Ein Beispiel aus Amsterdam. (Quelle: Google)

Wir appellieren an die Stadt Darmstadt, die Verwendung von Radfahrstreifen als Allheilmittel zu überdenken und die Planung für die Heidelberger Straße zu korrigieren, so dass die Mindestmaße aus den Regelwerken eingehalten werden, die den Stand der Technik darstellen.

Nur so kann ein Produkt entstehen, das für alle Typen Radfahrer funktioniert, um somit den Anteil des Radverkehrs in Darmstadt zu erhöhen.

++++++++++++++++  UPDATE 14.06.2017  ++++++++++++++++++

Die Stadt Darmstadt hat bei der Planung versucht, Kompromisse einzugehen. Kosten sollten gespart werden durch den Verbleib des Schienenverlaufs der Straßenbahnen. Ebenso sollten die Bäume im Bestand auf der Westseite erhalten werden. Dadurch bleibt für den Radfahrstreifen auf der Westseite nur 1,50m Breite. Diese Breite unterschreitet wie geschrieben die Mindestbreite der Normen. Das ist auch in Ausnahmefällen nicht hinnehmbar, weil man davon ausgeht, dass dadurch eine erhöhte Unfallgefahr entsteht. Der Grundsatz lieber schmal als gar nichts, darf nicht gelten. Die Beibehaltung des Straßenbahnverlaufs ist nachvollziehbar. Ebenso die Erhaltung der Bäume, obwohl durch die Steigerung des Radverkehrs am Ende eine positive Umweltbilanz zu erwarten ist. Allerdings haben eben ausgewachsene Bäume ihre Qualitäten (auch für die Anwohner) und sollten möglichst erhalten werden. Wie ein echter Kompromiss aussehen kann, zwischen Kostenminimierung und Sicherheit und Mehrgewinn für den Radverkehr zeigt folgender Straßengrundriss auf Höhe der Sandbergstraße (Norden links):

Auch bei einer Beibehaltung von Schienen und Bäumen ist die Anlage von Radwegen möglich. Diese können in ausreichender Breite zum Überholen von Rädern (ca.2,1m) und mit einem ausreichenden Sicherheitstrennstreifen von 50cm angelegt werden, um Unfälle durch Türöffnen der parkenden Autos (Dooring) auf Beifahrerseite zu verhindern. Auf der Westseite entsteht ein breiterer Gehsteig. Parken ist möglich, eine Neuanpflanzung von Bäume ebenso. An den Problemstellen Kreuzungen kann durch kleine Rampen die Geschwindigkeit gedrosselt werden. Eine Freihaltung der Vorzonen (z.B. durch Radabstellanlagen) schafft freie Sicht auf die Radfahrer.

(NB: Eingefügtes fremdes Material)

Issue #547, opened 2026-08-08
Authenticated user gets a 500 when Spotify errors: workshop.html user.id is not null-safe against the None require_auth_page deliberately allows


chrisrogers37:
## The bug

`workshop.html:1195` renders `{{ user.id | tojson }}` (template `user` = `spotify_profile`)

Die Rot-Markierung der Radfahranlagen ist durchgängig und unterstützt so die Wahrnehmbarkeit der Radfahrer.


[1] MIV – Motorisierter Individualverkehr

[2] Duale System: Langsame, ängstliche Radfahrer auf dem maroden, viel zu schmalen 80er Jahre Radweg oder Gehweh, Schnelle auf die Gass

[3] ERA – Empfehlung für Radverkehrsanlagen – 2010, ist in Hessen im Gegensatz zu z.B. Baden-Württemberg nicht verbindlich eingeführt.